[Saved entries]
PR #1585, opened 2023-07-14
Implement wrapper for HTCondor central manager

tpdownes:
Refactor existing blueprint using vm-instance and startup-script modules using a wrapper that adds the additional functionality of provisioning highly available HTCondor central manager using a managed instance group.

This PR makes the deliberate decision to rely upon MIGs for high availability rather than the "hot-hot" built-in high availability of HTCondor collector daemon and hot-cold HA of negotiator daemon. Reasoning:

1. The hot-hot solutions means you can query either collector for node informations, but their answers may sometimes differ slightly. They are "eventually consistent". This is fine for job scheduling, but a little less great for autoscaling decisions.
2. A MIG provides similar time recovery time for the negotiator daemon (the thing that matches jobs) as the hot-cold failover mechanism.
3. Using a MIG with stateful IP addresses means we do not know the IP addresses of the central managers until after the MIG is provisioned. This creates a cycle within the Terraform graph for the startup-script of the central managers themselves because you need to know the IP address of the other central manager to render it in the configuration file.
We can eliminate the cycle by configuring 1-and-only-1 central manager which is configured with CONDOR_HOST pointing to its own IP address (which is known by the machine and does not need to be rendered in the script).

### Submission Checklist

### DIFF
--- a/community/modules/scheduler/htcondor-base/README.md
+++ b/community/modules/scheduler/htcondor-base/README.md
@@ -1,12 +1,19 @@
 ## Description
 
-This module performs the following tasks:
+This module creates the basic security infrastructure of an HTCondor pool in
+Google Cloud.
+
+> **_NOTE:_** This module was previously named htcondor-configure. The interface
+> and responsibilities of this module have changed significantly. Please review
+> the [example](#example) and modify your blueprints accordingly.
+
+## Security setup
+
+This module will take the following actions:
 
 - store an HTCondor Pool password in Google Cloud Secret Manager
   - will generate a new password if one is not supplied
 - create service accounts for an HTCondor Access Point and Central Manager
-- create a Toolkit runner for an Access Point
-- create a Toolkit runner for a Central Manager
 
 It is expected to be used with the [htcondor-install] and
 [htcondor-execute-point] modules.
--- a/community/modules/scheduler/htcondor-base/README.md
+++ b/community/modules/scheduler/htcondor-base/README.md
@@ -213,7 +213,6 @@ limitations under the License.
 | Name | Source | Version |
 |------|--------|---------|
 | <a name="module_access_point_service_account"></a> [access\_point\_service\_account](#module\_access\_point\_service\_account) | terraform-google-modules/service-accounts/google | ~> 4.2 |
-| <a name="module_address"></a> [address](#module\_address) | terraform-google-modules/address/google | ~> 3.0 |
 | <a name="module_central_manager_service_account"></a> [central\_manager\_service\_account](#module\_central\_manager\_service\_account) | terraform-google-modules/service-accounts/google | ~> 4.2 |
 | <a name="module_execute_point_service_account"></a> [execute\_point\_service\_account](#module\_execute\_point\_service\_account) | terraform-google-modules/service-accounts/google | ~> 4.2 |
 | <a name="module_health_check_firewall_rule"></a> [health\_check\_firewall\_rule](#module\_health\_check\_firewall\_rule) | terraform-google-modules/network/google//modules/firewall-rules | ~> 6.0 |
@@ -223,7 +222,6 @@ limitations under the License.
 
 | Name | Type |
 |------|------|
-| [google_storage_bucket_object.cm_config](https://registry.terraform.io/providers/hashicorp/google/latest/docs/resources/storage_bucket_object) | resource |
 | [google_compute_subnetwork.htcondor](https://registry.terraform.io/providers/hashicorp/google/latest/docs/data-sources/compute_subnetwork) | data source |
 
 ## Inputs
@@ -231,7 +229,6 @@ limitations under the License.
 | Name | Description | Type | Default | Required |
 |------|-------------|------|---------|:--------:|
 | <a name="input_access_point_roles"></a> [access\_point\_roles](#input\_access\_point\_roles) | Project-wide roles for HTCondor Access Point service account | `list(string)` | <pre>[<br>  "roles/compute.instanceAdmin",<br>  "roles/monitoring.metricWriter",<br>  "roles/logging.logWriter",<br>  "roles/storage.objectViewer"<br>]</pre> | no |
-| <a name="input_central_manager_high_availability"></a> [central\_manager\_high\_availability](#input\_central\_manager\_high\_availability) | Provision HTCondor central manager in high availability mode | `bool` | `false` | no |
 | <a name="input_central_manager_roles"></a> [central\_manager\_roles](#input\_central\_manager\_roles) | Project-wide roles for HTCondor Central Manager service account | `list(string)` | <pre>[<br>  "roles/monitoring.metricWriter",<br>  "roles/logging.logWriter",<br>  "roles/storage.objectViewer"<br>]</pre> | no |
 | <a name="input_deployment_name"></a> [deployment\_name](#input\_deployment\_name) | HPC Toolkit deployment name. HTCondor cloud resource names will include this value. | `string` | n/a | yes |
 | <a name="input_execute_point_roles"></a> [execute\_point\_roles](#input\_execute\_point\_roles) | Project-wide roles for HTCondor Execute Point service account | `list(string)` | <pre>[<br>  "roles/monitoring.metricWriter",<br>  "roles/logging.logWriter",<br>  "roles/storage.objectViewer"<br>]</pre> | no |
@@ -245,8 +242,6 @@ limitations under the License.
 | Name | Description |
 |------|-------------|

= WHAT THIS TASK INVOLVES =
Using the records above, report each line that contains the word "Type" by copying it.

= ANSWER =
 | Name | Type |
 | Name | Description | Type | Default | Required |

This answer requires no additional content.